Friday, November 1, 2013

Dear Jeannie: Invasion of Privacy and Polar Opposites

Dear Jeannie,

In futuristic Asia, certain people are subjected to a certain government program where everything they think and feel gets monitored by an unknown individual. Lisa, who has turned sixteen, is one of them. My question is how would she react to this sudden invasion of privacy, having a complete stranger she's not allowed to communicate with know all her innermost thoughts? On the other hand, how would the unseen observer handle knowing everything about her?


Anonymous 


Dear Anonymous,

No teenager wants their secrets splayed open for anyone to see (unless they themselves post them on a site like facebook). It's the "certain people are subjected to" line that will most likely chap her. She'll rail against being one of the chosen ones, and most likely she'd try to "trick" them by thinking things that she normally wouldn't, etc. But she would only be able to keep up the charade for so long. But I imagine she'd still fight against it. Still, she'd have to be curious (not that she'd ever admit it) as to who was listening in and observing her. She might become somewhat of an exhibitionist, leading them on a merry goose chase.

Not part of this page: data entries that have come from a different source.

PR #143, opened 2025-09-23
refactor: component `Button`

MiguelMedeiros:
## Changes
- Refactored Button component following project design patterns
- Extracted types to separate file (`Button.types.ts`)
- Added `dark` and `dark-outline` variants from Figma
- Removed unused `buttonVariants` export
- Enhanced tests for all 9 variants


catch-21:
Button colour looks different to design to me. have raised the following question why we take the approach of using transparency and oklch when figma is using hex, the values don't seem to match from my inspection.

The Button atom appears to be using `bg-brand/20` which is not totally opaque meaning the background will interfere with the brand colour, which is different depending on light/dark like `oklch(0.695 0.172 123.587)` that translates to `#88AD00` and `oklch(0.928 0.23 123.978)` that translates to `#C8FF03`, meanwhile Figma shows `#C8FF00`. Why this complexity and discrepancy?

It might not progress to anything resembling Stockholm Syndrome (though there might be similarities...she's not physically "captive" but her mind is), but it could. Feasibly, over time, she could even begin to develop romantic feelings toward the person, if you were thinking of going in that direction. Sounds like an interesting plot line, for sure. Thanks for writing in!


Dear Jeannie,

Dani is a survivor, who makes more allies than enemies. My trouble is her son, Aidan. Where she is aggressive, he is thoughtful. Where she draws her sword, he calls a time-out. He's a good strategist--more from study and theory than practice--but he would never try to outwit his mother. I have been modeling their relationship (and reigns) after Louis XIV and XV of France--a domineering public figure, followed by an overwhelmed introvert. This assumption isn't necessarily accurate. What kind of parent/child dynamics would contribute to a healthy adult relationship between this single mother and her son? (Her councilors and warlords used him as a pawn often during his childhood, which neither of them appreciated.)

Dethroned in Dallas 



Dear Dethroned,

Having a common enemy always forms close ties. If Dani's councilors used her son, especially for ill, she'd be protective of him, no matter their differences (assuming she loved/wanted him, that is). Vice versa for Aidan. Since Dani is such an alpha, she might naturally try to coax her son into a more subdued position, as two alphas in one pack don't work. Not knowing the dynamics that made dad leave the picture, Aidan might be more than willing to be put in that position, as doing so evokes kindness and pride from mom. He'd most certainly do this is if he was isolated in a castle somewhere and didn't have peers his own age to incite him to rebel. Dad's departure would most definitely play a role in the dynamics between them. If dad died while Aidan was young, then that would further solidify their relationship, even though polar opposites. They would be what each other has left, so to speak. So I guess I'd want to know more about dad and other environmental factors. Feel free to write more in the comments...I'll get to them when I'm not working my day job. :)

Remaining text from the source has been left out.